AUTHOR=Luo Hong , Zhou Xia TITLE=Bioinformatics analysis of potential common pathogenic mechanisms for COVID-19 infection and primary Sjogren’s syndrome JOURNAL=Frontiers in Immunology VOLUME=13 YEAR=2022 URL=https://www.frontiersin.org/journals/immunology/articles/10.3389/fimmu.2022.938837 DOI=10.3389/fimmu.2022.938837 ISSN=1664-3224 ABSTRACT=Background

Accumulating evidence has revealed that the prevalence of Coronavirus 2019 (COVID-19) was significantly higher in patients with primary Sjogren’s syndrome (pSS) compared to the general population. However, the mechanism remains incompletely elucidated. This study aimed to further investigate the molecular mechanisms underlying the development of this complication.

Methods

The gene expression profiles of COVID-19 (GSE157103) and pSS (GSE40611) were downloaded from the Gene Expression Omnibus (GEO) database. After identifying the common differentially expressed genes (DEGs) for pSS and COVID-19, functional annotation, protein-protein interaction (PPI) network, module construction and hub gene identification were performed. Finally, we constructed transcription factor (TF)-gene regulatory network and TF-miRNA regulatory network for hub genes.

Results

A total of 40 common DEGs were selected for subsequent analyses.
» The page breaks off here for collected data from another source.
PR #7212, opened 2026-03-13
[PM-3836] Tools - Make Controllers, Services and API Models nullable

harr1424:
## 🎟️ Tracking

https://bitwarden.atlassian.net/browse/PM-3836

## 📔 Objective

Update Tools owned code to make Controllers, Services and API Models nullable

See related PR https://github.com/bitwarden/server/pull/7266


src/Api/Tools/Models/Request/Accounts/ImportCiphersRequestModel.cs
```diff
@@ -1,13 +1,10 @@
-﻿// FIXME: Update this file to be null safe and then delete the line below
-#nullable disable
-
-using Bit.Api.Vault.Models.Request;
+﻿using Bit.Api.Vault.Models.Request;
 
 namespace Bit.Api.Tools.Models.Request.Accounts;
 
 public class ImportCiphersRequestModel
 {
```
harr1424, line 6: See [corresponding model in clients](https://github.com/bitwarden/clients/blob/c6bc97cf5c26bd025b107b10015ba3e289275275/libs/common/src/models/request/import-ciphers.request.ts)

src/Api/Tools/Models/Request/Organizations/ImportOrganizationCiphersRequestModel.cs
```diff
@@ -1,14 +1,11 @@
...
-#nullable disable
-
-using Bit.Api.Models.Request;
+﻿using Bit.Api.Models.Request;
 using Bit.Api.Vault.Models.Request;
 
 namespace Bit.Api.Tools.Models.Request.Organizations;
 
 public class ImportOrganizationCiphersRequestModel
 {
```
harr1424, line 7: See [corresponding model in clients](https://github.com/bitwarden/clients/blob/56a3b14583747a499d66960ac5b372ee0857246e/libs/common/src/models/request/import-organization-ciphers.request.ts)

src/Api/Tools/Models/Request/SendRequestModel.cs
```diff
@@ -146,12 +138,8 @@ public Send ToSend(Guid userId, ISendAuthorizationService sendAuthorizationServi
...
         // FIXME: This method does two things: creates a send and a send file data.
         //        It should only do one thing.
-        var send = ToSendBase(new Send
-        {
-            Type = Type,
-            UserId = (Guid?)userId
-        }, sendAuthorizationService);
-        var data = new SendFileData(Name, Notes, fileName);
+        var send = ToSendBase(new Send { Type = Type, UserId = (Guid?)userId }, sendAuthorizationService);
+        var data = new SendFileData(Name ?? string.Empty, Notes, fileName);
```
harr1424, line 142: Only the CLI can create or edit Sends having no name, the former behavior serialized and deserialized them as 'null', I've taken this opportunity to instead assign an empty string. Suggestions for a different default are welcome.

src/Api/Tools/Models/Request/SendRequestModel.cs
```diff
@@ -268,7 +264,7 @@ private Send ToSendBase(Send existingSend, ISendAuthorizationService authorizati
                     existingSend.Password = null;
                     break;
                 case Core.Tools.Enums.AuthType.Password:
-                    existingSend.Password = authorizationService.HashPassword(Password);
+                    existingSend.Password = authorizationService.HashPassword(Password!);
```
harr1424, line 267: Clients all enforce that a password protected Send must have a password

src/Api/Tools/Models/Request/SendRequestModel.cs
```diff
@@ -245,7 +241,7 @@ private Send ToSendBase(Send existingSend, ISendAuthorizationService authorizati
     {
         existingSend.Key = Key;
         existingSend.ExpirationDate = ExpirationDate;
-        existingSend.DeletionDate = DeletionDate.Value;
+        existingSend.DeletionDate = DeletionDate!.Value;
```
harr1424, line 244: This is safe since `DeletionDate` is required during model binding.

src/Api/Tools/Models/Response/SendResponseModel.cs
```diff
@@ -39,7 +36,7 @@ public SendResponseModel(Send send)
         AccessId = CoreHelpers.Base64UrlEncode(send.Id.ToByteArray());
         Type = send.Type;
         AuthType = send.AuthType ?? SendUtilities.InferAuthType(send);
-        Key = send.Key;
+        Key = send.Key!;
```
harr1424, line 39: See Send propoerty definition for Key, it is guarenteed to be non-null

src/Api/Tools/Models/Request/SendRequestModel.cs
mcamirault: I think empty string is fine, definitely an improvement over the former behavior. It does seem weird that the CLI is allowed to do that though, was that a deliberate design choice?

src/Core/Tools/SendFeatures/Services/AzureSendFileStorageService.cs
```diff
@@ -11,39 +8,40 @@
...
         var metadata = new Dictionary<string, string>();
         if (send.UserId.HasValue)
         {
             metadata.Add("userId", send.UserId.Value.ToString());
         }
-        else
+        else if (send.OrganizationId.HasValue)
         {
             metadata.Add("organizationId", send.OrganizationId.Value.ToString());
         }
```
mcamirault, line 47: ❓ Should we add logic enforcing that the Send has to have one of `UserId` or `OrganizationId` in its metadata?

src/Core/Tools/SendFeatures/Services/AzureSendFileStorageService.cs
```diff
@@ -106,7 +104,7 @@ public async Task<string> GetSendFileUploadUrlAsync(Send send, string fileId)
             {
                 metadata["userId"] = send.UserId.Value.ToString();
             }
-            else
+            else if (send.OrganizationId.HasValue)
```
mcamirault, line 107: ❓ Same as above

mcamirault (commented):
One question about a possible change and one question for my own curiosity

Looks great overall!

src/Api/Tools/Models/Request/SendRequestModel.cs
harr1424: I am not sure about this, I'd like to raise this with Product next time we sync. Typically, we strive for parity among clients.  I didn't want to increase the scope of this work by making any changes in `clients` without raising this to product first; I think the CLI appeals to power-admins and wasn't sure if this would lead to any breaking changes in scrips used for batch generating Sends.

src/Core/Tools/SendFeatures/Services/AzureSendFileStorageService.cs
harr1424: I don't actually think we would gain much from this, but it also wouldn't hurt to be more defensive. I am not sure if this PR is the most appropriate place to make this change, mainly because I've tried to introduce behavioral changes only as strictly necessary to satisfy the compiler which is now enforcing nullability. 

The throws introduced in this PR are not so much intended to tighten enforcement but instead replace the existing potential `NullReferenceExceptions` with exceptions wrapping an error message, they could have almost all been refactored from no-null-handling to using the [null-forgiving operator](https://learn.microsoft.com/en-us/dotnet/csharp/language-reference/operators/null-forgiving) and this would have more closely matched the behavior when `#nullable disable` was present in these files, but I think the throws both: 
- indirectly document the expected variable state 
- surface the same exception types, but with additional context  

Right now, [OrganizationId](https://github.com/bitwarden/server/blob/6d43cc43e36087cf2a6fcfae8ab325f47667e23e/src/Core/Tools/Entities/Send.cs#L30) isn't actually being used in `clients`, and `UserId` is guaranteed to be assigned before the logic in this code is reached: 

https://github.com/bitwarden/server/blob/f80a89f8cf2467eedc41bef41236d9faf6991d9b/src/Api/Tools/Models/Request/SendRequestModel.cs#L125

https://github.com/bitwarden/server/blob/f80a89f8cf2467eedc41bef41236d9faf6991d9b/src/Api/Tools/Models/Request/SendRequestModel.cs#L141

This assumes that `_userService.GetProperUserId(User)` does return a valid UserId, and if it does not, that case is already [handled](https://github.com/bitwarden/server/blob/a783f609e35af0f01cca0ed60a5b05b14bb91769/src/Api/Tools/Controllers/SendsController.cs#L313).

mcamirault: Sounds good, you're probably right that even if we did make my change we shouldn't do so in this PR

mcamirault (approved):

Functional analyses showed that cellular components and metabolic pathways collectively participated in the development and progression of pSS and COVID-19. Finally, 12 significant hub genes were identified using the cytoHubba plugin, including CMPK2, TYMS, RRM2, HERC5, IFI44L, IFI44, IFIT2, IFIT1, IFIT3, MX1, CDCA2 and TOP2A, which had preferable values as diagnostic markers for COVID-19 and pSS.

Conclusions

Our study reveals common pathogenesis of pSS and COVID-19. These common pathways and pivotal genes may provide new ideas for further mechanistic studies.